Transformer-based models like ESM-2 [1] and AlphaFold 2 [2] have revolutionized protein sequence modelling, structure prediction, and design by treating protein sequences as strings of amino acid tokens and learning the “grammar rules” of such sequences. But what are the underlying principles driving the success of such models?

 

This project aims to be a primer for this problem by exploring the connection between factored attention [3,4,5,6] --- a simplified version of the multi-head attention mechanism [7] used in transformers --- and generalized Potts model, which were traditionally used for unsupervised protein contact prediction. Specifically, the student will implement a single layer factored attention model to extract protein contacts for a given CRISPR-Cas9 domain/interface of interest, and compare the quality of the model’s extracted protein contacts with protein contacts obtained from other approaches. Depending on project progress, various extensions can also be explored.

 

 

[1] Lin, Z., Akin, H., Rao, R., Hie, B., Zhu, Z., Lu, W., ... & Rives, A. (2023). Evolutionary-scale prediction of atomic-level protein structure with a language model. Science, 379(6637), 1123-1130.

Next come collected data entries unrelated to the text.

PR #65, opened 2020-05-07
Output more information to the version file

julienw:
When I wanted to know what version is deployed on which hostname I realized that the information from the `__version__` file isn't immediate to parse. There's the CircleCI build url that makes it possible to find information about when and what was built, but this requires to go to the build page and this is a slow operation.
Instead outputting the date and the branch will make it very immediate to know what we're dealing with.

I also output a `Last-Modified` header for this file. This should give roughly the same information than the `date` property so maybe this is redundant. Yet the information in the `date` property is a bit more immediate.

I wondered if I should embed this information in the version instead (eg: `0.0.circleci_build_number.datetime_in_YYYYMMDDHHMM_form.branch_name`) but decided this wasn't worth it. Indeed the version is computed both in the dockerfile and the node version script for simplicity, and I didn't want to give up this simplicity.

How the output file looks like:
image

The branch here isn't especially useful but I expect it will be `master` or `production` when built out of these branches -- the only ones that are pushed to dockerhub.

When checking if the server in docker is running (see especially the response headers):
Capture d’écran de 2020-05-07 12-32-04

You can look at the currently deployed `__version__`: [staging](https://dev.firefoxprofiler.nonprod.cloudops.mozgcp.net/__version__) (that one is a bit old) / [production](https://api.profiler.firefox.com/__version__) (it's currently a version from _master_ actually)

### DIFF
--- a/src/routes/dockerflow.js
+++ b/src/routes/dockerflow.js
@@ -27,6 +27,11 @@ export function dockerFlowRoutes() {
     // We try to get the version file in the current working directory.
     const versionFilePath = 'version.json';
     try {
+      const stat = await fs.promises.stat(versionFilePath);
+      ctx.lastModified = stat.mtime;
+
+      // We could try to conditionally answer depending on cache-related headers
+      // in the request but this is a lot of work for this small file.
       const content = await fs.promises.readFile(versionFilePath);
       ctx.body = content;
       ctx.type = 'json';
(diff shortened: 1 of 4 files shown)


src/routes/dockerflow.js
```diff
@@ -27,6 +27,11 @@ export function dockerFlowRoutes() {
     // We try to get the version file in the current working directory.
     const versionFilePath = 'version.json';
     try {
+      const stat = await fs.promises.stat(versionFilePath);
+      ctx.lastModified = stat.mtime;
+
+      // We could try to conditionally answer depending on cache-related headers
+      // in the request but this is a lot of work for this small file.
```
julienw, line 34: Also there are some ready-to-use middlewares to do all this, but I decided this wasn't worth it yet. Later if we need it to output more serious static resources we could revisit.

[2] Jumper, J., Evans, R., Pritzel, A., Green, T., Figurnov, M., Ronneberger, O., ... & Hassabis, D. (2021). Highly accurate protein structure prediction with AlphaFold. nature, 596(7873), 583-589.

[3] Bhattacharya, N., Thomas, N., Rao, R., Dauparas, J., Koo, P. K., Baker, D., ... & Ovchinnikov, S. (2021). Interpreting potts and transformer protein  odels through the lens of simplified attention. In PACIFIC SYMPOSIUM ON BIOCOMPUTING 2022 (pp. 34-45).

[4] Bhattacharya, N., Thomas, N., Rao, R., Dauparas, J., Koo, P. K., Baker, D., ... & Ovchinnikov, S. (2020). Single layers of attention suffice to predict protein contacts. Biorxiv, 2020-12.

[5] Caredda, F., & Pagnani, A. (2025). Direct coupling analysis and the attention mechanism. BMC bioinformatics, 26(1), 41.

[6] Rende, R., Gerace, F., Laio, A., & Goldt, S. (2024). Mapping of attention mechanisms to a generalized potts model. Physical Review Research, 6(2), 023057.

[7] Vaswani, A., Shazeer, N., Parmar, N., Uszkoreit, J., Jones, L., Gomez, A. N., ... & Polosukhin, I. (2017). Attention is all you need. Advances in neural information processing systems, 30.